If they want to survive, they do all of that again -- in perpetuity.

Innovation is simply an improvement to the efficiency of doing business. It's about being able to do more with less, whether you're talking about a business process or a physical product. 

Most companies get started because of one core innovation that they figure out before the competition, and they grow by doing this one thing well that is very different than what the incumbents are doing. Bigger companies can innovate too, but they have a harder time because they are focused on what they've already done. 

Almost every country in the world is currently hell-bent on trying to encourage business innovation, but I'm not sure that is the role of government. Great entrepreneurs will innovate with or without the government's help. 

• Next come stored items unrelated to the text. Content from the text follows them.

PR #3144, opened 2026-09-17
fix: give incident.io webhooks a body their receiver accepts

jordan-simonovski:
An incident.io webhook saved without a body was sent the generic `{"text": ...}` payload, which carries neither field incident.io requires, so every delivery was rejected and no alert was ever raised. Webhook body defaults are now chosen per service.

**What changed**

- A body-less incident.io webhook delivers a payload its receiver accepts: `title`, `status`, `deduplication_key`, `description`, `source_url`, plus the alert id, status, condition and evaluation window in `metadata`.
- The body editor and the list of template variables are available when incident.io is the selected service, so the payload can be shaped to whatever the alert source is configured to parse. Both were Generic-only before.
- Switching an existing webhook's service re-defaults a body the user never edited, instead of carrying the old service's payload across to a receiver that rejects it. A hand-edited body survives the switch.
- The incident.io default body and the per-service selector are published from `common-utils`, replacing two inline copies in the form.

**Key decisions**

- `deduplication_key` is `{{eventId}}` rather than `{{alertId}}`. It is stable across a firing and its resolve, so incident.io closes the alert it opened, and it keys per group, so a grouped alert does not collapse every group into one incident. `{{alertId}}` is in `metadata` for anyone who wants the opposite.
- Only an `OK` maps to `resolved`; every other state stays `firing`. Closing an incident for a state that never reported recovery is the worse failure.
- Numbers in `metadata` are quoted, because an absent optional number renders as an empty slot and that is not valid JSON unquoted.

**Impact**

incident.io webhooks that already exist keep their stored body and gain no `metadata` until they are re-saved. Generic and Slack webhooks are unaffected.

<details>

`DEFAULT_INCIDENT_IO_WEBHOOK_BODY` sits with the alert types rather than the other webhook constants because it interpolates `AlertState`, which is declared below them.

The transport's fallback keys on `webhook.body == null`, so an explicit empty body is still honoured as before; only the default it reaches for changed.

Tests cover the rendered payload for a firing, a resolve and a state that is neither, a rendering where every optional value is absent, the service-aware fallback through `handleSendGenericWebhook`, and the form's variable list, saved default and service switch.

</details>


pulpdrew (approved):
LGTM

PR #3148, opened 2026-09-18
fix(app): route duration axis ticks through the compact formatter

arj22:
## Summary
Screenshot 2026-09-17 at 8 14 52 PM

Axis labels on duration charts (e.g. `13.33min`) were getting clipped because they're too wide for the space Recharts reserves for them.

The chart axis has a formatter (`formatAxisTick`) that's supposed to keep labels short, and #3030 added logic there to cap decimal places for exactly this reason. But that logic never actually runs for duration values — `formatNumber`'s `'duration'` branch returns its own formatted string (`formatDurationMs`) before `formatAxisTick`'s width-safety code ever gets a chance to run, so duration labels were never covered by it.

The fix: route `'duration'` axis ticks through `formatDurationMsCompact` instead, which produces shorter labels at any magnitude (`"m"` instead of `"min"`, fewer decimal places on bigger numbers). This function already exists and is used for the exact same reason on the heatmap chart's axis — it just wasn't wired up here too.

## Test plan
- [x] Added tests confirming minutes render as `"7.4m"` not `"7.38min"`, seconds/hours/sub-ms values stay compact, and a configured `factor` is still respected.
- [x] `yarn jest src/__tests__/HDXMultiSeriesTimeChart.test.ts` — 43/43 passing.
- [x] `yarn tsc --noEmit` clean.
- [x] `eslint` clean on both touched files.


arj22:
@pulpdrew can you review this?

brandon-pereira (approved):
LGTM - thanks for fixing this

PR #449, opened 2023-02-27
Add guides/conventions/etc to contributing doc

sparr:
*Description of changes:*
Add a section to CONTRIBUTING.md describing some of our CI-enforced coding standards, the coding/style guides we lean toward, and starting a list of our project-specific standards with duration data type norms discussed recently.

Also minor spacing/formatting changes.

### DIFF
--- a/CONTRIBUTING.md
+++ b/CONTRIBUTING.md
@@ -1,18 +1,15 @@
 # Contributing Guidelines
 
-Thank you for your interest in contributing to our project. Whether it's a bug report, new feature, correction, or additional
-documentation, we greatly value feedback and contributions from our community.
+Thank you for your interest in contributing to our project. Whether it's a bug report, new feature, correction, or additional documentation, we greatly value feedback and contributions from our community.
 
-Please read through this document before submitting any issues or pull requests to ensure we have all the necessary
-information to effectively respond to your bug report or contribution.
+Please read through this document before submitting any issues or pull requests to ensure we have all the necessary information to effectively respond to your bug report or contribution.
 
 
 ## Reporting Bugs/Feature Requests
 
 We welcome you to use the GitHub issue tracker to report bugs or suggest features.
 
-When filing an issue, please check existing open, or recently closed, issues to make sure somebody else hasn't already
-reported the issue. Please try to include as much information as you can. Details like these are incredibly useful:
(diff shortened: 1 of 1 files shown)


CONTRIBUTING.md
```diff
@@ -36,21 +34,43 @@ To send us a pull request, please:
...
+GitHub provides additional document on [forking a repository](https://help.github.com/articles/fork-a-repo/) and [creating a pull request](https://help.github.com/articles/creating-a-pull-request/).
+
+
+## Coding conventions and Style guides
+
+In addition to pursuing code correctness, please also keep the following standards, guides, norms, and conventions in mind when drafting contributions.
+
+### Enforced via CI
+
+* [Staticcheck](https://staticcheck.io/)
```
djdongjin, line 46: By default golangci staticcheck seems only check SAxxx checks:

https://golangci-lint.run/usage/linters/#staticcheck

We should mention this or use the golangci link above.

djdongjin: maybe mention `make check` will help you ensure your changes pass these checks including linting, DCO, ltag etc.

sparr: Source for only checking SAxxx checks? Link and https://staticcheck.io/docs/configuration/options/#checks suggest to me that it's all checks minus six specific ST checks. Also, we seem to actually want those excluded checks, so we should probably set this, but that's another issue.

djdongjin: I got this from golangci's staticcheck config: https://golangci-lint.run/usage/linters/#staticcheck

```
    # SAxxxx checks in https://staticcheck.io/docs/configuration/options/#checks
    # Default: ["*"]
    checks: ["all"]
```

The comment mentioned `SAxxxx` checks, but the default value is `all` ... not sure which one is more accurate.

Also, for this staticcheck error, curious how you got this error? (e.g. via golangci run/make check, or others). Since it was not discovered by golangci in previous PRs. https://github.com/awslabs/soci-snapshotter/pull/442#discussion_r1113314577

sparr: I think my local staticcheck might be running `["*"]` by default. I agree that the docs aren't very consistent, but you're right that my previous experience indicates that it must not be running every check since that thing wasn't caught. Also, other docs say that the statichcheck default is `["all", "-ST1..."]` which means that "all" would have to include the ST checks to make that syntax valid.

I'll add some notes to the doc and hopefully we won't get stuck here on diving into that particular bit.

djdongjin (approved):

Kern-- (approved):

Innovation will always be entrepreneur led, and investors rarely make decisions on whether to invest or not based on incentives that the government might see fit to offer. No angel investors that I know invest because they can get an angel investment tax credit. In fact, often I have never sought the angel investment tax credit because the paperwork creates a burden for my companies.

It would be better to have the government focus on:

  1. Enhancing the education system
  2. Using their power to make heroes out of our entrepreneurs by shining a light on what works

The role of government is to not hinder innovation. The government should be there to set the ground rules of what is legal and just, but that's about it.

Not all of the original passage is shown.